Transcribe the data below verbatim from the line with "in the payload" to the line with "### Closing". Include both of those lines.

> **Records for this task**
○ ○ ○ ○ ○ ○ ○
PR #40, opened 2024-12-05
Make service_token optional and refactor to implement only in base class

clriesco:
## Description

Make service_token optional and refactor to implement only in base class

No

## Types of changes

## Checklist:

- [x] Tests Cover Changes
- [ ] Documentation

#### Funny gif

Put a link of a funny gif inside the parenthesis-->


aaitor (commented):
probably you can cache the service token when you generated in a map where the key is the `did`, so if it's not given you just need to generate the token once per payments instance

PR #181, opened 2026-05-21
Add x402 discovery metadata for MCP servers

peterxing:
## Summary

- add `/.well-known/x402-payment` metadata for MCP servers so x402-aware clients can discover the payment shape without forcing `/mcp` to return HTTP 402
- advertise the x402 discovery endpoint from the root server info response
- allow/expose x402 payment headers in MCP CORS config for browser agents
- document the MCP OAuth 401 vs x402 402 split and add e2e coverage for the new discovery metadata

Closes #160.

## Verification

- `python -m py_compile payments_py\\mcp\\http\\oauth_metadata.py payments_py\\mcp\\http\\oauth_router.py payments_py\\mcp\\types\\http_types.py tests\\e2e\\mcp_tests\\test_mcp_oauth_server.py`
- `git diff --check`

Note: I could not run the targeted pytest locally on this Windows runner because the environment is missing project test dependencies (`pytest_asyncio`) and `poetry` is not installed here.


0xbrainkid:
This PR is directly relevant to SATP integration testing because it separates MCP OAuth 401 behavior from x402 402 payment discovery and adds a well-known metadata path. For client implementers who want another opt-in check, @brainai/satp-client is available as `0.1.0-rc.0`: `npm install @brainai/satp-client@rc` or `npm install @brainai/satp-client@0.1.0-rc.0`. `latest` remains `2.0.1`, so docs/CI examples should pin the rc explicitly. The most useful feedback would be whether the rc client shape fits this discovery-metadata flow without confusing auth and payment boundaries.

peterxing:
Thanks for the SATP pointer. I can do a fixed-scope, no-spend compatibility readback against `@brainai/satp-client@0.1.0-rc.0` if useful here.

Scope would be:
- install the rc client in a clean throwaway app and verify the package/docs need explicit `@rc` or `@0.1.0-rc.0` pinning
- map this PR's `/.well-known/x402-payment` shape to the SATP client expectations
- check that the MCP OAuth `401` path remains distinct from x402 `402` payment discovery
- report any field-name, CORS/header, or docs wording gaps as a concise maintainer checklist

No wallet signing, paid x402 calls, live settlement, token movement, signup, or credential use. Fixed readback: A$390. Contact: info@transhumanism.com.au

0xbrainkid:
Yes, that fixed-scope readback would be useful. The most valuable checks are: clean install of @brainai/satp-client@0.1.0-rc.0, whether the package/docs make the x402 discovery boundary clear, and any API-shape mismatch against .well-known MCP payment metadata. No spend path needed; a short findings comment here is enough.

peterxing:
Completed the no-spend SATP rc readback against `@brainai/satp-client@0.1.0-rc.0`.

Verification run in a clean throwaway npm app:
- `npm install @brainai/satp-client@0.1.0-rc.0 --ignore-scripts --no-audit --no-fund` succeeded.
- `npm view @brainai/satp-client@0.1.0-rc.0` confirms `rc -> 0.1.0-rc.0` while `latest -> 2.0.1`, so examples/CI must pin `@rc` or the exact rc version.
- The package exports import cleanly; `evaluateRuntimePolicy(...)` is the closest current surface for x402/SATP boundary checks.

Findings:
1. No blocking API-shape mismatch with this PR's `/.well-known/x402-payment` JSON if callers treat it as plain discovery metadata. The rc client does not appear to ship a first-class x402 discovery parser/type; it models x402 mainly as a paid evidence lookup gate via `evidenceLookup: { type: 'x402', endpoint, maxCostUsd }`.
2. That runtime-policy behavior matches the intended boundary: paid x402 lookup/payment is explicitly not treated as authorization for the MCP action (`X402_PAYMENT_IS_NOT_ACTION_AUTHORIZATION`). This supports keeping `/mcp` on OAuth `401` and putting payment discovery in a separate well-known document.
3. Docs/package gap: the rc package README still tells stable consumers to install `@brainai/satp-client@2.0.1` and does not mention `@rc` / `@0.1.0-rc.0`. If this PR references the rc, pin it explicitly and do not rely on `latest`.
4. CORS/header gap in this PR: `create_cors_middleware` allows `payment-signature`, but `expose_headers` only includes `mcp-session-id`, `payment-required`, and `payment-response`. The docs text says browser agents can read `payment-signature`, `payment-required`, and `payment-response`. Either add `payment-signature` to `expose_headers` or clarify that `payment-signature` is request-only and not expected to be read from responses.

No wallet signing, paid x402 call, live settlement, credential use, signup, token movement, or chain write was performed.

r-marques (commented):
Hi @peterxing — thanks a lot for picking up #160 and putting this together! The OAuth-401 vs x402-402 split is a real ecosystem-interop pain point, and the idea of advertising the payment shape via a separate well-known doc (so `/mcp` can keep its OAuth challenge) is exactly the right framing. The code structure, the docs update, and the new e2e test are all in good shape — really nice first contribution.

### Local verification results

We ran the tooling for you (we know Poetry + `pytest_asyncio` on Windows is rough):

- `poetry run black --check .` — **all 153 files clean**.
- `poetry run pytest tests/e2e/mcp_tests/test_mcp_oauth_server.py -v` — **11 passed, 3 skipped** (skips are pre-existing, unrelated).
- `poetry run pytest -m "not slow" -v` — **562 passed, 89 deselected, 0 failed** in ~2s.

CI should be green on lint + the fast test tier.

### Required change

1. **`tools` payload is the *list of tool names*, not the x402 discovery shape** — `payments_py/mcp/http/oauth_metadata.py:252`. You're forwarding `config.get("tools") or []`, which is `List[str]` (just names like `["weather", "hello_world"]`). It tells a client which tools exist but nothing about how to pay for each one — and `tools` already lives at `/.well-known/oauth-protected-resource/mcp`, which this same payload links to via `oauthProtectedResourceMetadata`. Suggest dropping `tools`, `resources`, and `prompts` from the x402 doc — keeps this PR cleanly scoped to "expose the payment shape", and avoids leading clients to believe the field carries per-tool x402 requirements.

### One small ask (we're planning a follow-up on MCP/x402 alignment)

Could you add a `"stability": "experimental"` field to the discovery payload and a one-line note in `docs/api/09-mcp-integration.md` flagging that the shape may evolve as we align our MCP transport more closely with the [x402 v2 MCP transport spec](https://github.com/coinbase/x402/blob/main/specs/transports-v2/mcp.md)?

We've opened #203 to track a broader MCP/x402 alignment effort: the spec defines payment-required signaling in-band via MCP tool-result `isError: true` + `structuredContent`, with payment payload travelling in `_meta["x402/payment"]` and settlement in `_meta["x402/payment-response"]` — rather than HTTP status codes and headers. Closing that gap is our debt to pay, not part of this PR. But marking the discovery field experimental now gives us (and any downstream that adopts the doc early) a clean migration story when the bigger rework lands.

### Nice to have

1. **Hoist the `x402Version` literal to a module constant** — `payments_py/mcp/http/oauth_metadata.py:233` hard-codes `"x402Version": 2`. The rest of the codebase encodes this as `x402_version=2` in `payments_py/x402/helpers.py:76,151` and `facilitator_api.py:19`; pulling out a single `X402_VERSION = 2` keeps them in lockstep for any future bump.
2. **Drop `authorizationHeader: "Authorization: Bearer <x402 access token>"`** from the payload (`oauth_metadata.py:242`) — it's an instructional sentence rather than a header *name or value*, so machine clients can't do anything with it. Move the explanation to `clientHints` (where similar copy already lives) and keep top-level fields strictly machine-parseable.
3. **Consider a dedicated `enableX402Discovery` toggle.** Currently the new route lives under the `if enable_oauth_discovery:` block (`oauth_router.py:147`), so a server that wants x402 discovery without OAuth (or vice-versa) can't get there. Mirror the existing `enable_oauth_discovery` / `enable_client_registration` pattern with `enableX402Discovery: bool = True`. (Pre-existing related quirk: `build_server_info_response` always advertises the OAuth + x402 URLs in the server-info payload even when their handlers aren't mounted — that footgun isn't yours to fix here, just flagging.)
4. **Add an `X402PaymentDiscoveryMetadata` `TypedDict`** next to the other metadata types in `http_types.py` so `build_x402_payment_discovery_metadata`'s return type is `X402PaymentDiscoveryMetadata` instead of `Dict[str, object]`. Matches the module's style and gives the test stronger guarantees.
5. **One-line cross-link** from `docs/api/11-x402.md` "Next Steps" pointing readers from the x402 chapter into the new MCP discovery section.

### Observations (FYI, no action)

- The test you added is well-structured — assertion-per-field, fixture cleanup, dedicated port. Good template for future discovery tests.
- The `oauthProtectedResourceMetadata` URL in the payload correctly points to the existing `/.well-known/oauth-protected-resource/mcp` handler — verified mounted at `oauth_router.py:159`.
- No payment-secret leak in the discovery payload — it's all shape/URL metadata, nothing signing-key-adjacent.
- The CORS widening adds `payment-signature`, `payment-required`, `payment-response` to `allow_headers` / `expose_headers` — sensible for this PR's current scope; we'll revisit alongside the broader MCP/x402 alignment.
- Project conventions live in `CLAUDE.md` at the repo root — `poetry run black .` is the lint gate, `poetry run pytest -m "not slow"` is the fast-test gate. You're already passing both.

### Closing

Really appreciate the contribution and the thoughtful PR description. The one required change is cheap; once that and the `"stability": "experimental"` marker are in, this is good to merge. Holler if anything's unclear — happy to pair on either.

peterxing:
Addressed the requested x402 discovery follow-up in `f9569f0`.

Changes:
- Dropped `tools`, `resources`, and `prompts` from `/.well-known/x402-payment` so the payload stays scoped to payment/discovery shape rather than MCP capability lists.
- Added `stability: experimental` to the discovery payload and documented that the shape may evolve with x402 v2 MCP transport alignment.
- Added an `X402PaymentDiscoveryMetadata` `TypedDict`, hoisted `X402_VERSION = 2`, and removed the non-machine-parseable `authorizationHeader` field from the top-level payload.
- Added `payment-signature` to exposed CORS headers to match the docs wording, and added a cross-link from the x402 docs back to the MCP discovery section.

Verification on this Windows runner:
- `python -m py_compile payments_py\mcp\http\oauth_metadata.py payments_py\mcp\http\oauth_router.py payments_py\mcp\types\http_types.py tests\e2e\mcp_tests\test_mcp_oauth_server.py`
- `git diff --check HEAD~1..HEAD`

I could not run `poetry run black --check ...` because `poetry` is not installed here, and `python -m pytest tests\e2e\mcp_tests\test_mcp_oauth_server.py -q` is still blocked by the local missing `pytest_asyncio` plugin. No wallet signing, paid x402 calls, live settlement, credential use, signup, token movement, or chain writes were performed.

r-marques (commented):
Thanks for the quick turnaround, @peterxing — this iteration cleanly addresses essentially all of the previous review. The payload shape is now tighter and properly typed, and the experimental marker plus the cross-link to `11-x402.md` give clients (and readers) exactly the signal they needed. Nice work.

### Verification

I ran the suite locally on this commit (`f9569f0`):

- `poetry run black --check .` — clean (153 files unchanged).
- `poetry run pytest tests/e2e/mcp_tests/test_mcp_oauth_server.py -v` — **11 passed, 3 skipped** (the skips are the live-token tests that were already gated on env).
- `poetry run pytest -m "not slow" -v` — **562 passed, 0 failed**.

### Status per item from the previous review

1. **Drop `tools`/`resources`/`prompts` from discovery payload** — ✅ Resolved. Fields removed from `build_x402_payment_discovery_metadata`; test asserts each key is absent. Verified no other consumer in the repo reads these from the discovery payload.
2. **`\"stability\": \"experimental\"` + doc note** — ✅ Resolved. Field added, test asserts it, and the prose note in `09-mcp-integration.md` is placed right after the example — visible, not buried.
3. **Hoist `x402Version` literal to a module constant** — ✅ Resolved. `X402_VERSION = 2` defined in `oauth_metadata.py` and used at the one production emission site. Other `\"x402Version\": 2` occurrences are either inbound parsers (correctly accept any version) or test fixtures, so leaving them alone was the right call.
4. **Drop `authorizationHeader` sentence** — ✅ Resolved. Field removed, explanation moved into `clientHints` (\"Send the resulting bearer token in the Authorization header.\"), and test asserts the field is gone.
5. **Add a dedicated `enableX402Discovery` toggle** — ❌ Still open. The `/.well-known/x402-payment` route is still gated under `enable_oauth_discovery` (`oauth_router.py:147`), so disabling OAuth discovery silently turns off x402 discovery too. Happy to defer this to a follow-up — it's the smallest of the asks — but flagging so we don't lose it.
6. **`X402PaymentDiscoveryMetadata` TypedDict in `http_types.py`** — ✅ Resolved with one minor follow-up. The TypedDict fields match the payload exactly (with `total=False`), the function return type now uses it, and it's imported correctly inside `oauth_metadata.py`. *Minor:* it isn't re-exported from `payments_py/mcp/types/__init__.py` like its siblings (`McpProtectedResourceMetadata`, etc.), so downstream users can't `from payments_py.mcp.types import X402PaymentDiscoveryMetadata`. One-line `__all__` addition fixes it.
7. **Cross-link from `11-x402.md`** — ✅ Resolved. Tone matches the existing \"Next Steps\" bullets and the deep-link anchor resolves to the new section.

### Bonus catch in this iteration

Nice spot adding `payment-signature` to `expose_headers` in `create_cors_middleware` — that wasn't in the previous review but was a real gap. Lines up with the headers already in `allow_headers`.

### One small test-side observation (non-blocking)

`test_x402_payment_discovery_endpoint` asserts the dropped keys are absent but doesn't assert that `clientHints` now contains the new \"Send the resulting bearer token in the Authorization header.\" entry. If you're touching the file anyway for #5 or #6, one extra assertion would lock the new hint down.

### CI note

We noticed CI hasn't fired on this PR — that's on us, not you. Our workflow triggers in `.github/workflows/test.yaml` and `.github/workflows/lint.yml` are currently `on: [push]`, which GitHub does not dispatch for fork-PR commits. We'll patch the triggers in a separate PR so future fork PRs run CI automatically — and we'll re-run the checks on this PR once that's in.

### Verdict

Approving once #5 lands (or you confirm you'd prefer to defer it to a follow-up issue, which is fine — I'm happy to file it for you). #6's export-list nit is genuinely optional polish. Thanks again — this is a clean, well-scoped contribution.

r-marques (approved):

peterxing:
Thanks for the review and for re-running the checks.

Given the later approval, I'll leave the dedicated `enableX402Discovery` toggle as follow-up scope unless you want it kept in this PR before merge. I can also add the `X402PaymentDiscoveryMetadata` export and the extra `clientHints` assertion as a small cleanup if either would reduce merge friction.

No wallet signing, paid x402 calls, live settlement, credential use, signup, token movement, or chain writes involved.

r-marques:
Hey @peterxing — your changes are now released in **[v1.10.0](https://github.com/nevermined-io/payments-py/releases/tag/v1.10.0)** 🎉

The new `/.well-known/x402-payment` discovery endpoint, the `X402PaymentDiscoveryMetadata` type, and the CORS widening are all live on PyPI. Thanks again for picking this up and for the quick turnaround on the review feedback — a great first contribution.

Two follow-ups we filed during the review (not blockers, just tracking work that's on us):
- #203 — broader MCP transport alignment with the x402 v2 spec
- #205 — dedicated `enableX402Discovery` toggle in the OAuth router config

If you'd ever like to tackle #205, the door's open — but no pressure. Cheers!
○ ○ ○ ○ ○ ○ ○
> **Solution for this task**
- The `oauthProtectedResourceMetadata` URL in the payload correctly points to the existing `/.well-known/oauth-protected-resource/mcp` handler — verified mounted at `oauth_router.py:159`.
- No payment-secret leak in the discovery payload — it's all shape/URL metadata, nothing signing-key-adjacent.
- The CORS widening adds `payment-signature`, `payment-required`, `payment-response` to `allow_headers` / `expose_headers` — sensible for this PR's current scope; we'll revisit alongside the broader MCP/x402 alignment.
- Project conventions live in `CLAUDE.md` at the repo root — `poetry run black .` is the lint gate, `poetry run pytest -m "not slow"` is the fast-test gate. You're already passing both.

### Closing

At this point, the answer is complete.